From the repository root:
Copy-Item `
-LiteralPath .\src\CSharpDB.Admin\fulfillment-hub-demo.db `
-Destination .\src\CSharpDB.Admin\fulfillment-hub-tutorial.db `
-Force
Start Admin against the copied database:
$env:ConnectionStrings__CSharpDB = 'Data Source=fulfillment-hub-tutorial.db'
dotnet run --project .\src\CSharpDB.Admin\CSharpDB.Admin.csproj --urls http://localhost:62818
Open:
http://localhost:62818/
The Admin header should show a connected database. If it still shows
fulfillment-hub-demo.db, stop Admin and restart it with the environment
variable above.
Important trust boundary:
- trusted callbacks are ordinary in-process C# code registered by the host
- database metadata can reference callback names, but does not store callback implementations
- CSharpDB does not use WASM, source scanning, or in-process database-owned plugin assemblies for this workflow
Tour The Admin App
Start in the Object Explorer on the left.

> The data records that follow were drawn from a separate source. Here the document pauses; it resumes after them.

PR #237, opened 2025-02-18
ubuntu22.04 6.8 kernel support

shivakunv:
### **Features and Code Changes:**

 1. LTS Kernel Matrix: Added support for 5.15 and 6.8 for (ubuntu22.04)
 2. Base Target and LTS KERNEL Version Matrix: Added support for Jammy and Noble.
 3. Hardcoded Values Removed: 
  _base_target_ubuntu22_04, base_target_ubuntu24_04, and lts_kernel_ubuntu24_04 are now dynamically handled instead of being hardcoded._

### DIFF
--- a/.github/workflows/image.yaml
+++ b/.github/workflows/image.yaml
@@ -112,6 +112,9 @@ jobs:
         dist:
           - ubuntu22.04
           - ubuntu24.04
+        lts_kernel:
+          - 5.15
+          - 6.8
         ispr:
           - ${{github.event_name == 'pull_request'}}
         exclude:
@@ -124,6 +127,8 @@ jobs:
           - ispr: true
             flavor: oracle
           - driver: 535
+            dist: ubuntu24.04
+          - lts_kernel: 5.15
             dist: ubuntu24.04
     steps:
       - uses: actions/checkout@v4
@@ -164,13 +169,12 @@ jobs:
         env:
           IMAGE_NAME: ghcr.io/${LOWERCASE_REPO_OWNER}/driver
           VERSION: ${COMMIT_SHORT_SHA}
+          LTS_KERNEL: ${{ matrix.lts_kernel }}
         run: |
           if [[ "${{ matrix.dist }}" == "ubuntu22.04" ]]; then
             BASE_TARGET="jammy"
-            LTS_KERNEL="5.15"
           elif [[ "${{ matrix.dist }}" == "ubuntu24.04" ]]; then
             BASE_TARGET="noble"
-            LTS_KERNEL="6.8"
           fi
           make DRIVER_BRANCH=${{ matrix.driver }} KERNEL_FLAVOR=${{ matrix.flavor }} LTS_KERNEL=${LTS_KERNEL} build-base-${BASE_TARGET}
 
--- a/.github/workflows/precompiled.yaml
+++ b/.github/workflows/precompiled.yaml
@@ -26,10 +26,7 @@ jobs:
       driver_branch: ${{ steps.extract_driver_branch.outputs.driver_branch }}
       kernel_flavors: ${{ steps.extract_driver_branch.outputs.kernel_flavors }}
       dist: ${{ steps.extract_driver_branch.outputs.dist }}
-      base_target_ubuntu22_04: ${{ steps.extract_driver_branch.outputs.base_target_ubuntu22_04 }}
-      lts_kernel_ubuntu22_04: ${{ steps.extract_driver_branch.outputs.lts_kernel_ubuntu22_04 }}
-      base_target_ubuntu24_04: ${{ steps.extract_driver_branch.outputs.base_target_ubuntu24_04 }}
-      lts_kernel_ubuntu24_04: ${{ steps.extract_driver_branch.outputs.lts_kernel_ubuntu24_04 }}
+      lts_kernel: ${{ steps.extract_driver_branch.outputs.lts_kernel }}
     steps:
       - name: Checkout code
         uses: actions/checkout@v4
@@ -51,11 +48,10 @@ jobs:
           dist_json=$(printf '%s\n' "${DIST[@]}" | jq -R . | jq -cs .)
           echo "dist=$dist_json" >> $GITHUB_OUTPUT
 
-          # BASE_TARGET and LTS_KERNEL setup
-          echo "base_target_ubuntu22_04=jammy" >> $GITHUB_OUTPUT
-          echo "base_target_ubuntu24_04=noble" >> $GITHUB_OUTPUT
-          echo "lts_kernel_ubuntu22_04=5.15" >> $GITHUB_OUTPUT
-          echo "lts_kernel_ubuntu24_04=6.8" >> $GITHUB_OUTPUT
+          # LTS_KERNEL setup
+          LTS_KERNEL=("5.15" "6.8")
+          lts_kernel_json=$(printf '%s\n' "${LTS_KERNEL[@]}" | jq -R . | jq -cs .)
+          echo "lts_kernel=$lts_kernel_json" >> $GITHUB_OUTPUT
 
   precompiled-build-image:
     needs: set-driver-version-matrix
@@ -65,16 +61,17 @@ jobs:
         driver_branch: ${{ fromJson(needs.set-driver-version-matrix.outputs.driver_branch) }}
         flavor: ${{ fromJson(needs.set-driver-version-matrix.outputs.kernel_flavors) }}
         dist: ${{ fromJson(needs.set-driver-version-matrix.outputs.dist) }}
+        lts_kernel: ${{ fromJson(needs.set-driver-version-matrix.outputs.lts_kernel) }}
         exclude:
           - dist: ubuntu24.04
             driver_branch: 535
+          - lts_kernel: 5.15
+            dist: ubuntu24.04
     steps:
       - uses: actions/checkout@v4
         name: Check out code
       - name: Calculate build vars
         id: vars
-        env:
-          DIST: ${{ matrix.dist }}
         run: |
           echo "LOWERCASE_REPO_OWNER=$(echo "${GITHUB_REPOSITORY_OWNER}" | awk '{print tolower($0)}')" >> $GITHUB_ENV
           REPO_FULL_NAME="${{ github.repository }}"
@@ -83,11 +80,6 @@ jobs:
           GENERATE_ARTIFACTS="false"
           echo "PUSH_ON_BUILD=${GENERATE_ARTIFACTS}" >> $GITHUB_ENV
           echo "BUILD_MULTI_ARCH_IMAGES=${GENERATE_ARTIFACTS}" >> $GITHUB_ENV
-
-          VAR_NAME_BASE_TARGET=$(echo base_target_${DIST} | sed 's/\./_/g')
-          echo "VAR_NAME_BASE_TARGET=${VAR_NAME_BASE_TARGET}" >> $GITHUB_ENV
-          VAR_NAME_LTS_KERNEL=$(echo lts_kernel_${DIST} | sed 's/\./_/g')
-          echo "VAR_NAME_LTS_KERNEL=${VAR_NAME_LTS_KERNEL}" >> $GITHUB_ENV
 
       - name: Set up QEMU
         uses: docker/setup-qemu-action@v3
@@ -104,9 +96,13 @@ jobs:
       - name: Build base image and get kernel version
         env:
           IMAGE_NAME: ghcr.io/nvidia/driver
-          BASE_TARGET: ${{ needs.set-driver-version-matrix.outputs[env.VAR_NAME_BASE_TARGET] }}
-          LTS_KERNEL: ${{ needs.set-driver-version-matrix.outputs[env.VAR_NAME_LTS_KERNEL] }}
+          LTS_KERNEL: ${{ matrix.lts_kernel }}
         run: |
+          if [[ "${{ matrix.dist }}" == "ubuntu22.04" ]]; then
+            BASE_TARGET="jammy"
+          elif [[ "${{ matrix.dist }}" == "ubuntu24.04" ]]; then
+            BASE_TARGET="noble"
+          fi
           make DRIVER_BRANCH=${{ matrix.driver_branch }} KERNEL_FLAVOR=${{ matrix.flavor }} LTS_KERNEL=${LTS_KERNEL} build-base-${BASE_TARGET}
 
           trap "docker rm -f base-${BASE_TARGET}-${{ matrix.flavor }}" EXIT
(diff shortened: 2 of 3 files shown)


.github/workflows/image.yaml
```diff
@@ -21,12 +21,14 @@ on:
       - opened
       - synchronize
     branches:
-      - main
-      - release-*
+      # - main
+      # - release-*
```
shivakunv, line 25: test code

tests/scripts/findkernelversion.sh
```diff
@@ -17,30 +18,20 @@ chmod a+x bin/regctl
 export PATH=$(pwd)/bin:${PATH}
 
 # calculate kernel version of latest image
-regctl image get-file ghcr.io/nvidia/driver:base-${BASE_TARGET}-${KERNEL_FLAVOR}-${DRIVER_BRANCH} /var/kernel_version.txt ./kernel_version.txt 2>/dev/null || true
```
shivakunv, line 20: Removed downloading of kernel_version.txt from the Docker base (regctl download in findkernelversion.sh).
Now, artifacts-based download is considered instead.
Reason: When building the base via make build-base-jammy, it now includes two LTS kernels (Ubuntu 22.04: 5.15 and 6.8). Running a parallel matrix will cause make build-base-jammy to overwrite( 5.15 and 6.8) kernel-version.txt, leading to incorrect values in matrix_values files.
Solution: Either modify the Makefile to introduce a new command (make build-base-jammy-lts_kernel) or directly download kernel_version.txt from artifacts.
Since kernel_version... files are already being uploaded as artifacts, we now rely solely on those values._

tests/scripts/findkernelversion.sh
```diff
@@ -17,30 +18,20 @@ chmod a+x bin/regctl
...
-            rm -f $artifact.tar
-            export $(grep -oP 'KERNEL_VERSION=[^ ]+' ./kernel_version.txt)
-            rm -f kernel_version.txt
-            break
-        fi
-    done
-fi
+prefix="kernel-version-${DRIVER_BRANCH}-${LTS_KERNEL}"
+suffix="${kernel_flavor}-${DIST}"
+artifacts=$(gh api -X GET /repos/${GITHUB_REPOSITORY}/actions/runs/${GITHUB_RUN_ID}/artifacts --paginate --jq '.artifacts[].name')
```
shivakunv, line 23: paginate option in gh Get API for artifact listing to support more than 30 artifacts.

.github/workflows/image.yaml
```diff
@@ -42,6 +42,12 @@ jobs:
           - ubuntu22.04
           - ubuntu24.04
           - rhel8
+        base_target:
+          - jammy
+          - noble
+        lts_kernel:
+          - 5.15
+          - 6.8
```
cdesiniotis, line 50: I don't believe this is desired. The `image` job does not build precompiled images.

.github/workflows/image.yaml
```diff
@@ -53,6 +59,14 @@ jobs:
...
           - dist: ubuntu24.04
             driver: 535.230.02
+          - base_target: noble
+            dist: ubuntu20.04
+          - base_target: noble
+            dist: ubuntu22.04
+          - base_target: jammy
+            dist: ubuntu24.04
+          - base_target: noble
+            lts_kernel: 5.15
```
cdesiniotis, line 69: Likewise, this should be removed.

.github/workflows/image.yaml
```diff
@@ -93,7 +107,7 @@ jobs:
           IMAGE_NAME: ghcr.io/${LOWERCASE_REPO_OWNER}/driver
           VERSION: ${COMMIT_SHORT_SHA}
         run: |
-          DRIVER_VERSIONS=${{ matrix.driver }} make build-${{ matrix.dist }}-${{ matrix.driver }}
+          BASE_TARGET=${{ matrix.base_target }} LTS_KERNEL=${{ matrix.lts_kernel }} DRIVER_VERSIONS=${{ matrix.driver }} make build-${{ matrix.dist }}-${{ matrix.driver }}
```
cdesiniotis, line 110: Likewise, this should be removed.

.github/workflows/image.yaml
```diff
@@ -111,6 +125,12 @@ jobs:
         dist:
           - ubuntu22.04
           - ubuntu24.04
+        base_target:
+          - jammy
+          - noble
```
cdesiniotis, line 130: IMO defining both `base_target` and `dist` is redundant since there is a one-to-one mapping between the two of them. If we really need to define both strings, then one of them should be assigned in a Makefile or script.

.github/workflows/precompiled.yaml
```diff
@@ -199,21 +199,21 @@ jobs:
...
+          KERNEL_VERSIONS=($(get_kernel_versions_to_test $BASE_TARGET KERNEL_FLAVORS[@] DRIVER_BRANCHES[@] $DIST $LTS_KERNEL))
           if [ -z "$KERNEL_VERSIONS" ]; then
             # no new kernel release
             echo "Skipping e2e tests"
             exit 0
           fi
           # Convert array to JSON format and assign
-          echo "[]" > ./matrix_values_$DIST.json
-          printf '%s\n' "${KERNEL_VERSIONS[@]}" | jq -R . | jq -s . > ./matrix_values_$DIST.json
+          echo "[]" > ./matrix_values_${{ matrix.dist }}_${{ matrix.base_target }}_${{ matrix.lts_kernel }}.json
```
cdesiniotis, line 209: As dist and base_target are redundant, can we just include one of them in the file name?

.github/workflows/image.yaml
shivakunv: removed

base/generate-ci-config
```diff
@@ -16,7 +16,7 @@ export DEBIAN_FRONTEND=noninteractive
 apt-get update -y -qq > /dev/null
 
 # Generate a list of all kernel versions which have NVIDIA precompiled driver packages available.
-SUPPORTED_KERNELS=$(apt-cache search linux-objects-nvidia-${DRIVER_BRANCH}-server.*${LTS_KERNEL}.*${KERNEL_FLAVOR} | awk '{print $1}' | grep -v "open" | sed -e "s/^.*${LTS_KERNEL}/${LTS_KERNEL}/" | sort -n -t'-' -k2)
+SUPPORTED_KERNELS=$(apt-cache search  "linux-image-${LTS_KERNEL}.*-${KERNEL_FLAVOR}" | awk '{print $1}' | grep -v "open" | sed -e "s/^.*${LTS_KERNEL}/${LTS_KERNEL}/" | sort -n -t'-' -k2)
```
shivakunv, line 19: rely on linux-image- for supported kernel version.

Sometimes, the Linux object package is released, but the corresponding Linux image is only available for the low-latency variant.

e.g:- in the current situation, linux-object-6.8.0-55-generic is available, but linux-image-6.8.0-55-generic is not. 
Instead, linux-image-6.8.0-52-generic and linux-image-6.8.0-55-lowlatency are available.

base/generate-ci-config
```diff
@@ -16,7 +16,7 @@ export DEBIAN_FRONTEND=noninteractive
 apt-get update -y -qq > /dev/null
 
 # Generate a list of all kernel versions which have NVIDIA precompiled driver packages available.
-SUPPORTED_KERNELS=$(apt-cache search linux-objects-nvidia-${DRIVER_BRANCH}-server.*${LTS_KERNEL}.*${KERNEL_FLAVOR} | awk '{print $1}' | grep -v "open" | sed -e "s/^.*${LTS_KERNEL}/${LTS_KERNEL}/" | sort -n -t'-' -k2)
+SUPPORTED_KERNELS=$(apt-cache search linux-image-${LTS_KERNEL}.*-${KERNEL_FLAVOR} | awk '{print $1}' | sed -e "s/^.*${LTS_KERNEL}/${LTS_KERNEL}/" | sort -n -t'-' -k2)
```
shivakunv, line 19: rely on linux-image- for supported kernel version.

Sometimes, the Linux object package is released, but the corresponding Linux image is only available for the low-latency variant.

e.g:- in the current situation for ubuntu22.04, linux-object-6.8.0-55-generic is available, but linux-image-6.8.0-55-generic is not.
Instead, linux-image-6.8.0-52-generic and linux-image-6.8.0-55-lowlatency are available.

.github/workflows/precompiled.yaml
```diff
@@ -104,9 +96,13 @@ jobs:
...
           IMAGE_NAME: ghcr.io/nvidia/driver
-          BASE_TARGET: ${{ needs.set-driver-version-matrix.outputs[env.VAR_NAME_BASE_TARGET] }}
-          LTS_KERNEL: ${{ needs.set-driver-version-matrix.outputs[env.VAR_NAME_LTS_KERNEL] }}
+          LTS_KERNEL: ${{ matrix.lts_kernel }}
         run: |
+          if [[ "${{ matrix.dist }}" == "ubuntu22.04" ]]; then
+            BASE_TARGET="jammy"
+          elif [[ "${{ matrix.dist }}" == "ubuntu24.04" ]]; then
+            BASE_TARGET="noble"
+          fi
```
cdesiniotis, line 105: Out of scope for this PR: we should clean this up so that we do not need to specify both BASE_TARGET and DIST. We should just use one. This may require some refactoring of our `build-base-*` make targets.

base/generate-ci-config
cdesiniotis: The purpose of this code is to generate the list of precompiled NVIDIA driver packages. There is typically a delay between when a new kernel (aka `linux-image` package) is released and when the NVIDIA driver packages for that kernel are made available. Therefore, we need to revert this change. 

FWIW, I do not see any kernel available for 6.8.0-55-generic on Ubuntu 22.04:
```
$ sudo apt-cache search linux-objects-nvidia-550-server | grep 6.8.0-55
$ sudo apt-cache search linux-image | grep 6.8.0-55
```
The latest kernel version available that I see is `6.8.0-52-generic`

cdesiniotis: I have reverted the change.

cdesiniotis: If this logic can be improved in some way, let's discuss and aim to do it in a follow-up.

shivakunv: @cdesiniotis : 
local system reports 6.8.0-52-generic , but docker shell ( int shell) reports :- 

export DRIVER_BRANCH=535
export LTS_KERNEL=6.8
export KERNEL_FLAVOR=generic
apt-cache search linux-objects-nvidia-${DRIVER_BRANCH}-server.*${LTS_KERNEL}.*${KERNEL_FLAVOR} | awk '{print $1}' | grep -v "open" | sed -e "s/^.*${LTS_KERNEL}/${LTS_KERNEL}/" | sort -n -t'-' -k2 

6.8.0-38-generic
6.8.0-39-generic
6.8.0-40-generic
6.8.0-45-generic
6.8.0-47-generic
6.8.0-48-generic
6.8.0-49-generic
6.8.0-50-generic
6.8.0-51-generic
6.8.0-52-generic
6.8.0-55-generic

due to this, the e2e aws system is unable to find 6.8.0-55-generic (as it has not been released yet). 
failed pipeline: 
https://github.com/NVIDIA/gpu-driver-container/actions/runs/13885688001/job/38850157804

.github/workflows/precompiled.yaml
shivakunv: okay , TODO added

base/generate-ci-config
```diff
@@ -16,14 +16,17 @@ export DEBIAN_FRONTEND=noninteractive
 apt-get update -y -qq > /dev/null
 
 # Generate a list of all kernel versions which have NVIDIA precompiled driver packages available.
-SUPPORTED_KERNELS=$(apt-cache search linux-objects-nvidia-${DRIVER_BRANCH}-server.*${LTS_KERNEL}.*${KERNEL_FLAVOR} | awk '{print $1}' | grep -v "open" | sed -e "s/^.*${LTS_KERNEL}/${LTS_KERNEL}/" | sort -n -t'-' -k2)
+SUPPORTED_KERNELS_LINUX_OBJECTS_LIST=$(apt-cache search linux-objects-nvidia-${DRIVER_BRANCH}-server.*${LTS_KERNEL}.*${KERNEL_FLAVOR} | awk '{print $1}' | grep -v "open" | sed -e "s/^.*${LTS_KERNEL}/${LTS_KERNEL}/" | sort -n -t'-' -k2)
```
tariq1890, line 19: linux-objects-nvidia is a package that is only installed when installing the proprietary modules. Given than OpenRM is the officially preferred kernel module. I'd propose checking for either of the two packages instead

- `linux-signatures-nvidia.*${LTS_KERNEL}.*${KERNEL_FLAVOR}` (preferred as it's installed in both OpenRM and proprietary)
- `linux-modules-nvidia-${DRIVER_BRANCH}-server.*${LTS_KERNEL}.*${KERNEL_FLAVOR}`

.github/workflows/image.yaml
```diff
@@ -111,6 +111,9 @@ jobs:
         dist:
           - ubuntu22.04
           - ubuntu24.04
+        lts_kernel:
+          - 5.15
+          - 6.8
```
shivakunv, line 116: add 6.8 support in .nvidia.yaml

.github/workflows/image.yaml
```diff
@@ -166,11 +171,10 @@ jobs:
         run: |
           if [[ "${{ matrix.dist }}" == "ubuntu22.04" ]]; then
             BASE_TARGET="jammy"
-            LTS_KERNEL="5.15"
           elif [[ "${{ matrix.dist }}" == "ubuntu24.04" ]]; then
             BASE_TARGET="noble"
-            LTS_KERNEL="6.8"
           fi
+          LTS_KERNEL=${{ matrix.lts_kernel }}
```
cdesiniotis, line 177: nit: can we move this assignment statement in the `env` stanza instead?

base/generate-ci-config
```diff
@@ -16,14 +16,17 @@ export DEBIAN_FRONTEND=noninteractive
 apt-get update -y -qq > /dev/null
 
 # Generate a list of all kernel versions which have NVIDIA precompiled driver packages available.
-SUPPORTED_KERNELS=$(apt-cache search linux-objects-nvidia-${DRIVER_BRANCH}-server.*${LTS_KERNEL}.*${KERNEL_FLAVOR} | awk '{print $1}' | grep -v "open" | sed -e "s/^.*${LTS_KERNEL}/${LTS_KERNEL}/" | sort -n -t'-' -k2)
+SUPPORTED_KERNELS_LINUX_SIGNATURES_LIST=$(apt-cache search "linux-signatures-nvidia.*${LTS_KERNEL}.*${KERNEL_FLAVOR}" | awk '{print $1}'  | sed -e "s/^.*${LTS_KERNEL}/${LTS_KERNEL}/" | sort -n -t'-' -k2| grep "${KERNEL_FLAVOR}$")
```
cdesiniotis, line 19: Question: what is the rationale for using the `linux-signatures-nvidia` package instead of the `linux-objects-nvidia` package?

tariq1890: I had suggested this earlier as the `linux-objects-nvidia` package is only specific to the proprietary modules whereas `linux-signatures-nvidia` is used in both. 

I didn't realise that we were looking up `linux-objects-nvidia`, so one could argue that this particular change can be made in a follow-up PR

cdesiniotis: Ah okay. I think I am okay with using the `linux-signatures-nvidia` package. Was just curious what led to this change.

tariq1890 (approved):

You should see these high-level groups:
- User Tables
- Collections
- Forms
- Reports
- Procedures
- Callbacks
Use the filter chips near the top of Object Explorer to focus the list. The tutorial uses these objects:
| Area | Objects |
|---|---|
| Tables | orders, shipments, returns, products, inventory_positions, purchase_orders |
| Collections | scanner_sessions, webhook_archive |
| Forms | Order Workbench, Purchase Order Receiving, Return Intake |
| Reports | Low Stock Watch, Open Order Queue, Shipment Manifest |
| Procedures | AllocateOrder, CreateShipment, ReceivePurchaseOrder, RecordReturn, RefreshOperationalStats |
| Callbacks | Slugify, EchoAutomationEvent |
If Object Explorer does not show a new object after a write, click the refresh button in the Object Explorer header.
Browse Operational Tables
- Click Tables in Object Explorer.
- Open
orders. - Page through the order rows.
- Open
shipments. - Open
returns. - Open
inventory_positions.
Notice the table browser pattern:
- each table opens in its own tab
- the toolbar contains refresh and paging controls
- the grid is for row browsing
- the detail or edit area is for record-level work
This is the relational side of the fulfillment app. The next sections use forms, procedures, collections, reports, and callbacks to build an application workflow on top of these tables.
Use The Existing Forms
- Click Forms in Object Explorer.
- Open
Order Workbench. - Use the data-entry runtime to move through order records.
- Open
Purchase Order Receiving. - Open
Return Intake.
These forms are the Access-style app surfaces. An app builder can design forms over tables and views, then attach event bindings and action sequences.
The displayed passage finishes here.